[Records from a data source]
* * * * * * * * *

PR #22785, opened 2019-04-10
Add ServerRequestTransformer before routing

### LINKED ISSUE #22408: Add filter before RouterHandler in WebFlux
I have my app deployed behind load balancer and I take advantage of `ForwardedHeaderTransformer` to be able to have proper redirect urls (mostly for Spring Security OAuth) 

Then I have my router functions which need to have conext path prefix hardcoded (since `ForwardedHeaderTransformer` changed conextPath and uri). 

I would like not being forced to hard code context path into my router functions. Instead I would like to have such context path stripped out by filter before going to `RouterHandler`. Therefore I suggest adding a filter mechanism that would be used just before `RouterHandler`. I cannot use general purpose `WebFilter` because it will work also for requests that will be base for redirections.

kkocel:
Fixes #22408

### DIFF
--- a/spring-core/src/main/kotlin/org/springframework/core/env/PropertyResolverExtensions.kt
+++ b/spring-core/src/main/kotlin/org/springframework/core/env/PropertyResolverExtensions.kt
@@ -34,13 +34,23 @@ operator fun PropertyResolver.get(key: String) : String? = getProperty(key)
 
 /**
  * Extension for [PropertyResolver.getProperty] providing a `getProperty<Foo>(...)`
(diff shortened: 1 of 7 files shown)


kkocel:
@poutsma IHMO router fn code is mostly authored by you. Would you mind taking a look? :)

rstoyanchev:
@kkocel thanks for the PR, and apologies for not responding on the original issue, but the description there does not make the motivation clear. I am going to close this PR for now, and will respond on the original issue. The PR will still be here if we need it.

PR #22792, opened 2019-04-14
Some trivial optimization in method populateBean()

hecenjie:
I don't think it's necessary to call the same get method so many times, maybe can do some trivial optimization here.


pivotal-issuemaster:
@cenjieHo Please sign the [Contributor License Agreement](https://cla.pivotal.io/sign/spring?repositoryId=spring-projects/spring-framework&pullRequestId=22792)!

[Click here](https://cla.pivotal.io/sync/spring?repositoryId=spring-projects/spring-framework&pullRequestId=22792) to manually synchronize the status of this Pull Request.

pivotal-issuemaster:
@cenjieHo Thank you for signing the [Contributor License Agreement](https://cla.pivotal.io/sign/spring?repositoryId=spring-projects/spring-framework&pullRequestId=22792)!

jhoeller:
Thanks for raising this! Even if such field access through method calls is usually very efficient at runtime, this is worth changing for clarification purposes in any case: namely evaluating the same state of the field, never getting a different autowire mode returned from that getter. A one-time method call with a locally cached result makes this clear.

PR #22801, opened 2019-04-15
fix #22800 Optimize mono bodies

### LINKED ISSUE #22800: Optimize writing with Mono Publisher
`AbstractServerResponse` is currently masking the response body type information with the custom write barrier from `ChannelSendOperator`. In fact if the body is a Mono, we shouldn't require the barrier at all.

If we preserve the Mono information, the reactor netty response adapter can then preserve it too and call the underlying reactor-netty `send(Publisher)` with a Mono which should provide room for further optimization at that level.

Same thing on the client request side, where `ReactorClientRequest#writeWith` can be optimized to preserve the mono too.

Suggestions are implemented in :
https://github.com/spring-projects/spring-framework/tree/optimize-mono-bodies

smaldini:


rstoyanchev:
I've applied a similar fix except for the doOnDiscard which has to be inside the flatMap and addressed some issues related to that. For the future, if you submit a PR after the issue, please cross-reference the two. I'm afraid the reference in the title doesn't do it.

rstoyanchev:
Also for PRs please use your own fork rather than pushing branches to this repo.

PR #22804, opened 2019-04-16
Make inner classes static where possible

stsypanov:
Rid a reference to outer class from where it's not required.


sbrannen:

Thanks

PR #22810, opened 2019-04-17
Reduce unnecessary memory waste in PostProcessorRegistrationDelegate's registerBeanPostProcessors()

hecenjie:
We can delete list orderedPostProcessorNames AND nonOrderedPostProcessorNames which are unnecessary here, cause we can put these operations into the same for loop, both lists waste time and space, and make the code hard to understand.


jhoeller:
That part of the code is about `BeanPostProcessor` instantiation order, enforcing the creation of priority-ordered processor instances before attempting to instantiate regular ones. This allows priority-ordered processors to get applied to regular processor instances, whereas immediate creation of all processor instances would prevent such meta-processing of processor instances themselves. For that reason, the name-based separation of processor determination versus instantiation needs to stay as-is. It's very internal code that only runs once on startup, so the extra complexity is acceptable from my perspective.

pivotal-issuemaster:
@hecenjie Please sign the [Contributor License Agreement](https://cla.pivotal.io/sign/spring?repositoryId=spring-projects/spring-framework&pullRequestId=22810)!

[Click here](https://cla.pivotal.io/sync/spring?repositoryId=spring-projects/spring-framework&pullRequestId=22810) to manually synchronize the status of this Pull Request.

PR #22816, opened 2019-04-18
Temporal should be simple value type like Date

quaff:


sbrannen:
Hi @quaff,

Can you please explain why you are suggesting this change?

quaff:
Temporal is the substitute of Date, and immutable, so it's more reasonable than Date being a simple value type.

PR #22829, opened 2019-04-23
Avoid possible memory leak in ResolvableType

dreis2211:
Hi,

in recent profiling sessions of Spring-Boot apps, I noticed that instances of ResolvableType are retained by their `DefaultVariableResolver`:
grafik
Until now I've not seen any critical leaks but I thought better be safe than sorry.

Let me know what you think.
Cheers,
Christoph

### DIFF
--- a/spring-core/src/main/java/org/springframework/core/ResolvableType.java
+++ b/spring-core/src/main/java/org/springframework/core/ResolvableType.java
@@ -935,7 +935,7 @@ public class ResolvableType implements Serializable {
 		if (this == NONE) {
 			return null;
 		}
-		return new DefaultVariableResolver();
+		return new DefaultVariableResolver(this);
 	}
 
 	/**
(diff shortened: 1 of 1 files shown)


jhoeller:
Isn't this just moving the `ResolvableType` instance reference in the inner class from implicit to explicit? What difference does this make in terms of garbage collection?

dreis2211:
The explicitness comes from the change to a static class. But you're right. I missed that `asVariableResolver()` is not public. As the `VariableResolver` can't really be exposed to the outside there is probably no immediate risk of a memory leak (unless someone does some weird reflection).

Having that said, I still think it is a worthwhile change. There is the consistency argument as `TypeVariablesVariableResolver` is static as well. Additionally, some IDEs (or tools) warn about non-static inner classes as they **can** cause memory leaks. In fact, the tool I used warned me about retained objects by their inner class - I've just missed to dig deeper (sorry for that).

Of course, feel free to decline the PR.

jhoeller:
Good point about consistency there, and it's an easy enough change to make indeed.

* * * * * * * * *

(Work order):
Find and copy each line of the data where "consistency" is present.

(Response area):
Having that said, I still think it is a worthwhile change. There is the consistency argument as `TypeVariablesVariableResolver` is static as well. Additionally, some IDEs (or tools) warn about non-static inner classes as they **can** cause memory leaks. In fact, the tool I used warned me about retained objects by their inner class - I've just missed to dig deeper (sorry for that).
Good point about consistency there, and it's an easy enough change to make indeed.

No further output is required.